Brosnan’s Bond is also well-known for being chastised by M in GoldenEye as being a “sexist, misogynist dinosaur” – a sign of the change in attitudes from the Connery era. Brosnan had wished to appear in a fifth film, but after negotiations stalled he stood down in 2004.
Daniel Craig (2006-present)
Films: Casino Royale, Quantum of Solace, Skyfall, Spectre, No Time to Die
Current 007 Daniel Craig made his first appearance as the double-00 agent in 2006’s Casino Royale – which was considered by many fans and critics the best Bond film for some time and immediately pointed to a move back to more gritty material.
Prior to his first appearance, some fans had criticised the casting choice given Craig’s appearance, which wasn’t considered a close match for Bond due to his hair colour, eye colour and height – while it was also suggested he lacked the suaveness of the character.
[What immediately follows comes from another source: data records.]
Issue #1738, opened 2026-08-25
Desktop excludes Composio on a rationale its own credential resolver contradicts, leaving every connector dark


graycyrus:
## What an operator sees

On a desktop build, `Connections` shows eight provider tiles — Gmail, Google Calendar, Google Drive, GitHub, Slack, Notion, Linear, Discord — every one of them reading **"not available here"**, above a banner:

> Composio's provider catalog could not be fetched (Composio is not compiled into this build), so this is a built-in starter list and may be incomplete.

And directly above that, the card invites the operator to do the thing the build cannot honour:

> "…or paste a Composio token below to use a Composio account of your own."

So the surface offers a BYO token, and the build has no code to use it.

## Why it is excluded

`src-tauri/Cargo.toml:56-58`:

```
# * `media`, `composio`, `search` and the rest of the managed backends — they
#   need a platform credential the desktop has no way to hold, and each fails
#   closed anyway.
```

## Why that rationale looks stale

`composio::resolve_credential` resolves over **three tiers**, and the platform credential is the *last* of them. From `src/harness/built_in/build.rs:494-495`:

```
//     `HarnessPool::ensure` through `composio::resolve_credential` — the BYO
//     `composio/token` override, else the company's own TinyHumans key, else
```

and again at `:525` — *"a resolver outcome over three tiers (BYO `composio/token`, …)"*.

Tier one is a **BYO token**, which is precisely what a desktop operator can hold and what the connections UI already asks them to paste. The exclusion's premise — that the credential must come from the platform — is not what the resolver does.

## It builds

Adding the features resolves and compiles clean:

```
opencompany = { path = "..", default-features = false,
                features = ["sqlite", "platform-jwt", "oauth", "mcp", "composio", "media", "acp"] }

cargo check --manifest-path src-tauri/Cargo.toml --bin opencompany-desktop
    Finished `dev` profile [unoptimized + debuginfo] target(s) in 2m 35s
```

Zero errors. So the exclusion is a product decision, not a technical constraint.

## What this costs

The desktop app's entire integration surface is dark, and the reason shown to the operator ("not compiled into this build") is one they cannot act on. Eight connectors and a token field that leads nowhere is a worse first impression than not offering them at all — which is the same principle `frontend/src/api/setup.ts:58` already states: the flow should "say 'not in this build' instead of offering a switch that does nothing."

## What to decide

This issue is a request for a decision, not a foregone fix. Either:

[...]

PR #1837, opened 2026-08-26
Adopt the winner of a user-materialization race instead of refusing

### LINKED ISSUE #1833: Desktop first boot can refuse its own operator: local_owner_record races itself and the console shows "Unreachable"
On a first launch of the desktop app, the console can come up with the host row reading **"This computer — Unreachable"** and the page saying **"There is no sign-in here"**, while the embedded host is healthy and listening. A restart fixes it permanently, which is what makes it easy to dismiss as a fluke.

It is a check-then-act race in `local_owner_record`, and the first boot is exactly when it is most likely to fire.

## What the host logs

```
10:48:46.366765 INFO  opencompany::desktop: seeded the first-run company company=agentic-marketing-agency
10:48:46.367149 INFO  embedded: embedded host listening address=127.0.0.1:50102 companies=1
10:48:47.834852 WARN  server::graphql::auth: could not materialize the none-mode local owner
                      company=agentic-marketing-agency error=conflict: another user already has the email local:owner
10:48:47.835919 WARN  server::graphql::auth: could not materialize the none-mode local owner
                      company=agentic-marketing-agency error=conflict: another user already has the email local:owner
```

`/healthz` answers 200 throughout. The host is fine; it is refusing the only identity it has.

## The mechanism

`src/server/users/routes.rs:443` — `local_owner_record` is find-then-create, and **generates a fresh random id on every call**:

```rust
if let Some(user) = runtime.users().find_user_by_email(id, &key).await? {
    return Ok(user);
}
let user = UserRecord { id: generate_id(), email: key, /* … */ };
runtime.users().upsert_user(id, &user).await?;
```

`upsert_user` is not the problem — it is correct. `src/store/fs_ops.rs:250-270` takes a path lock and rejects a record whose email is already held **by a different id**, which is the invariant that keeps `find_user_by_email` unambiguous.

So when N requests arrive concurrently on a cold store:

1. all N call `find_user_by_email` → `None`;
2. each builds a record with its **own** `generate_id()`;
3. the first `upsert_user` wins;
4. every other one is a *different* id claiming a taken email, so the store correctly returns `Conflict`.

The loser is not "a duplicate user" from the store's point of view — it is a second identity claiming the same address, which is precisely what that guard exists to stop. The caller is asking the wrong question.

## Timestamps confirm it is a race, not a stale read

From the `users.json` written during the failing boot:

```json
[{"id":"01a03dafd1ca-000000000011","email":"local:owner","role":"admin",
  "status":"active","createdAtMillis":1787741327818, …}]
```

`1787741327818` is **10:48:47.818** — 1.4s *after* the seed, and **17ms before** the two failures at `.834`/`.835`. So the record was not created by seeding and then missed by a stale read; three callers interleaved, one won at `.818`, and the other two lost 16ms later. The record is left correct on disk, which is why the next launch is clean.

## Why it matters more than a warning

`auth.rs:328` turns the error into `LocalOwnerOutcome::GatesRefused`, deliberately:

> a store outage while materializing the one identity `none` mode has must not read as "not `none` mode" and must not leave a bearer path to fall through to either.

That is the right call for a store outage. But a lost race is not a store outage — it means the identity **exists and was just created**. Refusing there turns a recoverable race into the desktop app's first impression: an operator who cannot get in, told the machine they are sitting at is unreachable.

## Reproduction

```sh
cd <checkout>
rm -rf target/desktop-dev && mkdir -p target/desktop-dev
OPENCOMPANY_DATA_DIR=$PWD/target/desktop-dev ./scripts/desktop-dev.sh
```

Timing-dependent — it reproduced on a first boot and not on the next two. A cold/slow store widens the window. Any `none`-mode host is affected; the desktop is simply the one that is always `none`-mode and always cold on first run.

## A direction, not a diagnosis

The mechanism above is verified; this part is a suggestion. `Conflict` from `upsert_user` on this path means "someone else materialized the owner first", so re-reading by email and returning that record would make the operation idempotent — the standard compare-and-retry. That keeps the genuine store-outage refusal intact, since only `Conflict` would be retried.

Worth checking whether the same shape exists wherever else a singleton identity is materialized on demand.

Found while verifying #1738 (PR #1830); unrelated to that change — nothing feature-gated touches user materialization, and it reproduces independent of `acp`/`composio`.

CodeGhost21:
Fixes #1833.

## The bug

Two functions in `src/server/users/routes.rs` materialize a user on demand, and both are find-then-create with a **fresh `generate_id()` on every call**:

```rust
if let Some(user) = runtime.users().find_user_by_email(id, email).await? { return Ok(user); }
let user = UserRecord { id: generate_id(), email: /* … */ };
runtime.users().upsert_user(id, &user).await?;
```

That pair is not atomic. When N callers arrive together on a cold store they all miss the lookup, each mints its own id, and each presents a different id for one address.

**The store is not at fault.** `fs_ops.rs` takes a path lock and rejects an email already held by *another id* — the invariant that keeps `find_user_by_email` unambiguous. The caller asked the wrong question: "may I create this user", when what it needed was "who owns this address now".

## Why it mattered

On a desktop first boot, three requests raced `local_owner_record`. One won at `10:48:47.818`; two were refused 16ms later:

```
WARN server::graphql::auth: could not materialize the none-mode local owner
     error=conflict: another user already has the email local:owner
```

`graphql::auth:328` turns that into `GatesRefused`, so the console reported the **healthy host it was talking to** as "This computer — Unreachable", with "There is no sign-in here" and no way forward. `/healthz` answered 200 throughout.

A restart cured it permanently — the record exists by then — which is exactly what made it read as a fluke rather than a bug.

## The fix

`insert_or_adopt` reads a `Conflict` as "somebody else got there first" and returns the winner. That is the idempotence both call sites already **claim** in their own docs — `local_owner_record` says outright:

> Idempotent: the record is keyed by `LoginIdentity::Local`, so every request after the first is a read.

It is safe by construction here: `LoginIdentity::Local` is documented as *"the single implicit owner of a company that has no login at all"* — a reserved synthetic key, not a mailbox — so a `Conflict` on `local:owner` can only mean the local owner already exists.

**`upsert_from_eligibility` is fixed in the same change.** It has the identical shape on the email sign-in path — the one real users authenticate through — and leaving it would be knowingly shipping a latent copy of the bug just fixed.

### What is deliberately not changed

- **Only `Conflict` is adopted.** Every other error still propagates, so the store-outage refusal `graphql::auth` deliberately makes fatal stays fatal: a store that cannot be read must not read as "this user is fine".
- **A `Conflict` with nothing behind it returns the original error** rather than retrying. That means the winner was deleted between the write and the re-read, and looping would spin against a store doing something this function has no business papering over.

## Tests

A race cannot be proven by a racing test alone, so there are two:

| Test | Role |
|---|---|
| `a_lost_materialization_race_adopts_the_winner` | **Deterministic.** Stages the exact losing state — address held, by an id this caller did not mint — and asserts the winner comes back, and that only one record survives. |
| `concurrent_local_owner_materialization_yields_one_record` | 16 concurrent callers on a multi-thread runtime. Timing-dependent by nature, so it is the companion rather than the proof; it catches a regression that reintroduces the shape. |

Both **fail against the pre-fix code**, with the production error string:

```
no racer is refused its own company owner: Conflict("another user already has the email local:owner")
```

I verified that by reverting only the adopt arm and re-running — the failure is the one from the desktop log, not an artificial one.

## Verified locally

- `cargo test --lib server::users` — **154 passed, 0 failed**
- `cargo clippy -p opencompany --all-targets --no-deps -- -D warnings` — clean

Found while verifying #1738 (PR #1830); independent of that change and deliberately kept out of it.

## Summary by CodeRabbit

* **Bug Fixes**
  * Improved reliability when multiple user creation requests occur simultaneously.
  * Conflicting requests now safely reuse the existing user record instead of failing.
  * Concurrent local-owner creation now converges on a single user record without errors or crashes.

* **Tests**
  * Added coverage for concurrent user creation and record adoption scenarios.

### DIFF
--- a/src/server/users/routes.rs
+++ b/src/server/users/routes.rs
@@ -389,6 +389,60 @@ async fn eligibility(
     Ok(invite.filter(|i| i.is_redeemable(now)).map(|i| i.role))
 }
 
+/// Write `user`, or adopt the record that reached its address first.
+///
+/// Every caller below is find-then-create: look the address up, and mint a
+/// record when it is absent. That pair is not atomic, and each caller mints a
+/// **fresh `generate_id()`**, so two requests arriving together both miss the
+/// lookup and then present two different ids for one address. The store is
+/// right to refuse the second — `upsert_user` holds a lock and rejects an email
+/// already held by another id, which is the invariant that keeps
+/// `find_user_by_email` unambiguous — but the caller's question was wrong. It
+/// asked "may I create this user", when what it needed to know was "who owns
+/// this address now".
+///
+/// So a `Conflict` here is read as "somebody else materialized it", and the
+/// winner is returned. That is what makes the operation idempotent under
+/// concurrency, which is what both callers' doc comments already claim.
+///
+/// Issue #1833. On a desktop first boot three requests raced
+/// [`local_owner_record`]; one won and two were refused 16ms later, and
+/// `graphql::auth` turns that refusal into `GatesRefused` — so the console
+/// reported the healthy host it was talking to as "Unreachable" and offered no
+/// way in. A restart fixed it permanently, because by then the record existed.
+///
+/// **Only `Conflict` is adopted.** Every other error still propagates, so the
+/// store-outage refusal that `graphql::auth` deliberately makes fatal stays
+/// fatal: a store that cannot be read must not read as "this user is fine".
+///
+/// A `Conflict` with nothing behind it returns the original error rather than
+/// retrying. That means the winner was deleted between the write and the
+/// re-read, and looping on it would spin against a store doing something this
+/// function has no business papering over.
+pub(super) async fn insert_or_adopt(
+    runtime: &CompanyRuntime,
+    user: UserRecord,
+) -> Result<UserRecord, OpenCompanyError> {
+    let id = runtime.id();
+    match runtime.users().upsert_user(id, &user).await {
+        Ok(()) => Ok(user),
+        Err(OpenCompanyError::Conflict(conflict)) => {
+            match runtime.users().find_user_by_email(id, &user.email).await? {
+                Some(winner) => {
+                    tracing::debug!(
+                        company = %id,
+                        email = %user.email,
+                        "adopted the user record that won the materialization race"
+                    );
+                    Ok(winner)
+                }
+                None => Err(OpenCompanyError::Conflict(conflict)),
+            }
+        }
+        Err(other) => Err(other),
+    }
+}
+
 /// Returns the existing user for `email`, or materializes one from their
 /// eligibility.
 ///
@@ -418,7 +472,7 @@ async fn upsert_from_eligibility(
         last_seen_at_millis: Some(now),
         updated_at_millis: now,
     };
-    runtime.users().upsert_user(id, &user).await?;
+    let user = insert_or_adopt(runtime, user).await?;
     // Mark any real invite as redeemed. A manifest-bootstrapped admin has no
     // invite record, so this is a no-op for them.
     if let Some(mut invite) = runtime.users().find_invite_by_email(id, email).await? {
@@ -464,8 +518,7 @@ pub(crate) async fn local_owner_record(
         last_seen_at_millis: Some(now),
         updated_at_millis: now,
     };
-    runtime.users().upsert_user(id, &user).await?;
-    Ok(user)
+    insert_or_adopt(runtime, user).await
 }
 
 // ---------------------------------------------------------------------------
--- a/src/server/users/routes_test.rs
+++ b/src/server/users/routes_test.rs
@@ -2278,3 +2278,130 @@ async fn a_profile_edit_needs_a_session() {
         .unwrap();
     assert_eq!(response.status(), StatusCode::UNAUTHORIZED);
 }
+
+// ---------------------------------------------------------------------------
+// Materialization races (issue #1833)
+// ---------------------------------------------------------------------------
+
+/// A runtime over a company with no `[users] admins`, which is all these need:
+/// `local_owner_record` answers a mode question nobody asks it, so the manifest
+/// only has to produce a store.
+async fn users_runtime(home: &std::path::Path) -> Arc<crate::CompanyRuntime> {
+    let (connections, _sender) = mail_connections();
+    let state = state_from(
+        home,
+        manifest_without_admins(),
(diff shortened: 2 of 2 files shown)


oxoxDev:
Reviewed this after it merged, so this is for the record rather than a gate — nothing here needed to hold it.

The fix is structural, not a narrowed window, which is the thing worth confirming on a race fix. The old shape in both `upsert_from_eligibility` and `local_owner_record` was check-then-act with nothing between the read and the write. `insert_or_adopt` moves the correctness-bearing step to the write: it always attempts the upsert, treats the initial `find_user_by_email` as a warm-cache shortcut, and on `Conflict` re-reads and adopts the winner. Walked two actors through all three backends — fs serialises check-and-write under one held `path_lock` guard; sqlite can only fail via the `users_email` index, since `ON CONFLICT(company_id,id)` absorbs id collisions and the id is fresh per caller; mongo's `update_one` on `user_id` with `upsert:true` is the same logic. Both racers converge on one record and no caller gets a false "created".

Also checked the loser's data isn't silently dropped: the discarded fields are synthetic materialization defaults, and `role` is a pure function of `eligibility()`, so two racers can't compute divergent roles.

`concurrent_local_owner_materialization_yields_one_record` is a genuine interleaving test — 16 real `tokio::spawn` racers on a 4-worker multi-thread runtime against the actual `local_owner_record`, not the sequential call-twice pattern that would pass either way. Against main the losers get a raw `Conflict` and trip the `expect`.

Two things worth a follow-up, neither blocking:

- The new concurrency coverage only exercises `FsCompanyStore` (`state_from` hard-codes it). The sqlite/mongo `Conflict` mapping is correct on inspection but isn't exercised concurrently, so a regression in `is_unique_violation`/`is_duplicate_key` wouldn't be caught here.
- `src/store/sqlite.rs:1223` `is_unique_violation` matches any `ConstraintViolation`, not the email index specifically. Provably safe at this call site today, but `insert_or_adopt` now converts that whole class into "adopt the winner" — add a NOT NULL or CHECK constraint to `users` later and a real write failure would silently return an unrelated existing record. Latent, worth a comment at minimum.

Out of scope and confirmed not gaps: cross-process fs races stay open (`path_lock` is an in-process registry, #386), and `admin.rs:431`'s invite creation has its own separate check-then-act.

However after Casino Royale was released Craig won over most of his critics and although the quality of films has varied since he is now considered by many to be a top-tier Bond. Craig initially hinted that he was ready to step down after Spectre – but decided to return for one last film, making him the longest-serving Bond of all time.
David Niven (1967)
Films: Casino Royale (Non-EON production)
Bonus mention for David Niven – although he did play Bond in 1967’s Casino Royale, he is not considered an official big-screen 007 since that film was not produced by EON Productions.
Interestingly Niven had been Ian Fleming’s first choice for the role before Connery was cast, with the author considering him a closer match for the character.
In his only appearance, Niven was 56, and his portrayal was that of an older Bond, who had won a Victoria Cross, was settled down with a child and enjoyed playing the piano.